PR #2529, opened 2019-01-01
fix(awful: hotkeys_popup): don't show group label if group itself is empty

actionless:
also moved it to a separate method since in lua there is no `continue` in iterations

### DIFF
--- a/.travis.yml
+++ b/.travis.yml
@@ -42,6 +42,7 @@ addons:
       - xvfb
       - zsh
       - x11-apps
+      - vim-nox
       # Need xorg-macros
       - xutils-dev
       # lgi.
--- a/lib/awful/hotkeys_popup/widget.lua
+++ b/lib/awful/hotkeys_popup/widget.lua
@@ -310,109 +310,115 @@ function widget.new(args)
         return margin
     end
 
+    function widget_instance:_create_group_columns(column_layouts, group, keys, s, wibox_height)
+        local line_height = beautiful.get_font_height(self.font)
+        local group_label_height = line_height + self.group_margin
+        -- -1 for possible pagination:
+        local max_height_px = wibox_height - group_label_height
+
+        local joined_descriptions = ""
+        for i, key in ipairs(keys) do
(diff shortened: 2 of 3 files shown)


Elv13:
can you squash the commits? Mergify isn't very good at this yet.

Also, I merged all the pull requests to allow a documentation example to be added for this hotkeys_popup in the last few days.

So now technically, it should be possible to add examples for your module. See the tooltips files in `/tests/example/awful/tooltip/` directory. This should prevent this from regressing and better test the corner cases.

actionless:
i think more sophisticated tests will require exposing some stuff in widget to be used only for tests (not good pattern), do you have in mind any particular examples of the additional testcases?

Elv13:
We can start with "does this fail with an error" style corner case like empty groups, groups that don't fit in the screen, many time the same action in a group, too many groups, actions without groups, all API options, and some auto grouping (`{description = "view tag #"..i, group = "tag"})`) fun.

Once we get that, then we can start to thing about more sophisticated tools to add to my test framework. I don't think we have to expose new stuff. They are exposed in the hierarchy, just hard to extract. However an higher test-oriented module to manipulate and extract information from the hierarchy can be added to my framework (and I can do it).

actionless:
it wasn't failing with error before this PR, it was just displaying labels for them, so the test wouldn't cover it

actionless:
2019-10-03--1570061221_1110x99_scrot

Elv13:
@actionless You will have to rebase this one too

actionless:
@Elv13 
> Do you plan to try to add tests

i've added the tests to cover pagination and app-specific hotkeys (using vim)

actionless:
weird, coveralls status not updated here yet: https://coveralls.io/builds/26236279

actionless:
(mb reopening will re-trigger the coveralls right)

actionless:
@psychon i was mentioning that in PR comments, but indeed to make git history more introspectable i gonna amend the commit message

actionless:
@psychon done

[YOUR OBJECTIVE] Write out every entry again, keeping each line exactly the same.

[EXERCISE ANSWER]
PR #2529, opened 2019-01-01
fix(awful: hotkeys_popup): don't show group label if group itself is empty

actionless:
also moved it to a separate method since in lua there is no `continue` in iterations

### DIFF
--- a/.travis.yml
+++ b/.travis.yml
@@ -42,6 +42,7 @@ addons:
       - xvfb
       - zsh
       - x11-apps
+      - vim-nox
       # Need xorg-macros
       - xutils-dev
       # lgi.
--- a/lib/awful/hotkeys_popup/widget.lua
+++ b/lib/awful/hotkeys_popup/widget.lua
@@ -310,109 +310,115 @@ function widget.new(args)
         return margin
     end
 
+    function widget_instance:_create_group_columns(column_layouts, group, keys, s, wibox_height)
+        local line_height = beautiful.get_font_height(self.font)
+        local group_label_height = line_height + self.group_margin
+        -- -1 for possible pagination:
+        local max_height_px = wibox_height - group_label_height
+
+        local joined_descriptions = ""
+        for i, key in ipairs(keys) do
(diff shortened: 2 of 3 files shown)


Elv13:
can you squash the commits? Mergify isn't very good at this yet.

Also, I merged all the pull requests to allow a documentation example to be added for this hotkeys_popup in the last few days.

So now technically, it should be possible to add examples for your module. See the tooltips files in `/tests/example/awful/tooltip/` directory. This should prevent this from regressing and better test the corner cases.

actionless:
i think more sophisticated tests will require exposing some stuff in widget to be used only for tests (not good pattern), do you have in mind any particular examples of the additional testcases?

Elv13:
We can start with "does this fail with an error" style corner case like empty groups, groups that don't fit in the screen, many time the same action in a group, too many groups, actions without groups, all API options, and some auto grouping (`{description = "view tag #"..i, group = "tag"})`) fun.

Once we get that, then we can start to thing about more sophisticated tools to add to my test framework. I don't think we have to expose new stuff. They are exposed in the hierarchy, just hard to extract. However an higher test-oriented module to manipulate and extract information from the hierarchy can be added to my framework (and I can do it).

actionless:
it wasn't failing with error before this PR, it was just displaying labels for them, so the test wouldn't cover it

actionless:
2019-10-03--1570061221_1110x99_scrot

Elv13:
@actionless You will have to rebase this one too

actionless:
@Elv13 
> Do you plan to try to add tests

i've added the tests to cover pagination and app-specific hotkeys (using vim)

actionless:
weird, coveralls status not updated here yet: https://coveralls.io/builds/26236279

actionless:
(mb reopening will re-trigger the coveralls right)

actionless:
@psychon i was mentioning that in PR comments, but indeed to make git history more introspectable i gonna amend the commit message

actionless:
@psychon done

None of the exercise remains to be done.